Stored data entries —

_ _ _ _ _ _ _

Issue #10007, opened 2014-11-11
Feature Request: angular.component helper


johnlindquist:
Please see this demo: https://jsbin.com/yixote/11/edit?html,js,output

Thanks to "bindToController" in angular 1.3, we're able to create a much simpler api for building components. 

Just as "angular.service" helps us to easily build an "angular.provider", I strongly believe a simplified "angular.component" could help us easily build components with "angular.directive".

I'm sure everyone will have plenty of feedback :)

a-lucas:
@demisx 

I totally agree on the component naming. widget is much more appropriate than component.

demisx:
@a-lucas :+1:  FYI, here is how we define and break down app into components: [AngularAtom component based organization](http://demisx.github.io/angularjs/atom/component-feature-based-organization/2014/12/02/angular-1-component-organization-1.html)) post. A component is so much more, than just a directive.

a-lucas:
@demisx 
I still don't understand the difference between a module and a component. This folder structure described in the link you provided matches almost exactly  the one used in the MEAN.js project. 

I usually organize my code the same way, because it makes it easier to find and visualize files in large projects.  ( The project I actually work on has around a hundred controllers) 

For re-usability purpose, it is better to have every folder being an independent module.  But this is not that easy. Taking the example of a profile module (or profile component). One of the mandatory condition for re usability  of the profile 'component' is that both project uses a very similar data structure.

But again, this can be tweaked into sub-module :  I do have for example my profile module organized this way : 

- profile module
   - personal informations sub-module
       /partials & controllers & routes
   - address sub-module
       /partials & controllers & routes
   - documents sub-modules
       /partials & controllers & routes
   - status sub-modules
       /partials & controllers & routes
and the list goes on.


I just don't get  what advantages components would bring to this existing code organisation.

demisx:
@a-lucas We currently don't use the concept of a widget at all. Entire app is broken down into components. A component can be a widget too. I've just suggested the term `widget` if Angular team were still going to implement this directive-based approach. So it would be `angular.widget` instead of `angular.component`, since directives deal with UI and components deal with so much more, than UI. We see a `component` as a grouping of various files and other sub-components. Components are similar to modules in other languages, but we chose the term component so it's not confused with the Angular modules themselves.

thorn0:
Agree on this. Widget is a better word.

pkozlowski-opensource:
[...]

PR #11278, opened 2015-03-09
An example implementation of .directive `bind`

kentcdodds:
Example implementation to implement #10007

Based on [this comment](https://github.com/angular/angular.js/issues/10007#issuecomment-77763231) by @gautelo.

**Note** This PR was created using the github editor and is expected to be more instructional than anything. Not expected to be merged.

### DIFF
--- a/src/ng/compile.js
+++ b/src/ng/compile.js
@@ -806,16 +806,22 @@ function $CompileProvider($provide, $$sanitizeUriProvider) {
             forEach(hasDirectives[name], function(directiveFactory, index) {
               try {
                 var directive = $injector.invoke(directiveFactory);
+                var defaults = {
+                  priority: 0,
+                  name: name,
+                  require: directive.controller && directive.name,
+                  restrict: 'EA'
+                }
+                if (directive.bind) {
+                  addBindDefaults(defaults, name, directive);
+                }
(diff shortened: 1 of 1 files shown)


kentcdodds:
By the way, do we not have a `reverseExtend` function already? Basically, that function is just like `angular.extend` but will not overwrite properties. If there's something already there then awesome.

kentcdodds:
Note, I closed the PR because this is not expected to be merged. Just wanted to provide an example. This PR would amount to an api like so:

```javascript
ngModule.directive('myFoo', function() {
  return {
    bind: {
      bar: '='
    },
    template: '<pre ng-bind="myFoo.bar | json"></pre>'
  };
});
```

Pros:

 - People don't have to learn a new method - simplifies learning curve... maybe
 - Very easily override default options (such as `controllerAs`)

Cons: 

 - People don't have to learn a new method - Overloaded DDO is one of the most confusing parts of angular.

Very interested to hear what others have to say about this.

mzgol:
I'd prefer to see a new method. Having bind set some other properties by default seems confusing. Also, I'd like no new API to set restrict to EA; they should be separated: E for components, A for decorators.

gautelo:
Nice! :)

_ _ _ _ _ _ _

What the exercise asks —
Every entry must be output again exactly as it was given.

The answer —
Issue #10007, opened 2014-11-11
Feature Request: angular.component helper


johnlindquist:
Please see this demo: https://jsbin.com/yixote/11/edit?html,js,output

Thanks to "bindToController" in angular 1.3, we're able to create a much simpler api for building components. 

Just as "angular.service" helps us to easily build an "angular.provider", I strongly believe a simplified "angular.component" could help us easily build components with "angular.directive".

I'm sure everyone will have plenty of feedback :)

a-lucas:
@demisx 

I totally agree on the component naming. widget is much more appropriate than component.

demisx:
@a-lucas :+1:  FYI, here is how we define and break down app into components: [AngularAtom component based organization](http://demisx.github.io/angularjs/atom/component-feature-based-organization/2014/12/02/angular-1-component-organization-1.html)) post. A component is so much more, than just a directive.

a-lucas:
@demisx 
I still don't understand the difference between a module and a component. This folder structure described in the link you provided matches almost exactly  the one used in the MEAN.js project. 

I usually organize my code the same way, because it makes it easier to find and visualize files in large projects.  ( The project I actually work on has around a hundred controllers) 

For re-usability purpose, it is better to have every folder being an independent module.  But this is not that easy. Taking the example of a profile module (or profile component). One of the mandatory condition for re usability  of the profile 'component' is that both project uses a very similar data structure.

But again, this can be tweaked into sub-module :  I do have for example my profile module organized this way : 

- profile module
   - personal informations sub-module
       /partials & controllers & routes
   - address sub-module
       /partials & controllers & routes
   - documents sub-modules
       /partials & controllers & routes
   - status sub-modules
       /partials & controllers & routes
and the list goes on.


I just don't get  what advantages components would bring to this existing code organisation.

demisx:
@a-lucas We currently don't use the concept of a widget at all. Entire app is broken down into components. A component can be a widget too. I've just suggested the term `widget` if Angular team were still going to implement this directive-based approach. So it would be `angular.widget` instead of `angular.component`, since directives deal with UI and components deal with so much more, than UI. We see a `component` as a grouping of various files and other sub-components. Components are similar to modules in other languages, but we chose the term component so it's not confused with the Angular modules themselves.

thorn0:
Agree on this. Widget is a better word.

pkozlowski-opensource:
[...]

PR #11278, opened 2015-03-09
An example implementation of .directive `bind`

kentcdodds:
Example implementation to implement #10007

Based on [this comment](https://github.com/angular/angular.js/issues/10007#issuecomment-77763231) by @gautelo.

**Note** This PR was created using the github editor and is expected to be more instructional than anything. Not expected to be merged.

### DIFF
--- a/src/ng/compile.js
+++ b/src/ng/compile.js
@@ -806,16 +806,22 @@ function $CompileProvider($provide, $$sanitizeUriProvider) {
             forEach(hasDirectives[name], function(directiveFactory, index) {
               try {
                 var directive = $injector.invoke(directiveFactory);
+                var defaults = {
+                  priority: 0,
+                  name: name,
+                  require: directive.controller && directive.name,
+                  restrict: 'EA'
+                }
+                if (directive.bind) {
+                  addBindDefaults(defaults, name, directive);
+                }
(diff shortened: 1 of 1 files shown)


kentcdodds:
By the way, do we not have a `reverseExtend` function already? Basically, that function is just like `angular.extend` but will not overwrite properties. If there's something already there then awesome.

kentcdodds:
Note, I closed the PR because this is not expected to be merged. Just wanted to provide an example. This PR would amount to an api like so:

```javascript
ngModule.directive('myFoo', function() {
  return {
    bind: {
      bar: '='
    },
    template: '<pre ng-bind="myFoo.bar | json"></pre>'
  };
});
```

Pros:

 - People don't have to learn a new method - simplifies learning curve... maybe
 - Very easily override default options (such as `controllerAs`)

Cons: 

 - People don't have to learn a new method - Overloaded DDO is one of the most confusing parts of angular.

Very interested to hear what others have to say about this.

mzgol:
I'd prefer to see a new method. Having bind set some other properties by default seems confusing. Also, I'd like no new API to set restrict to EA; they should be separated: E for components, A for decorators.

gautelo:
Nice! :)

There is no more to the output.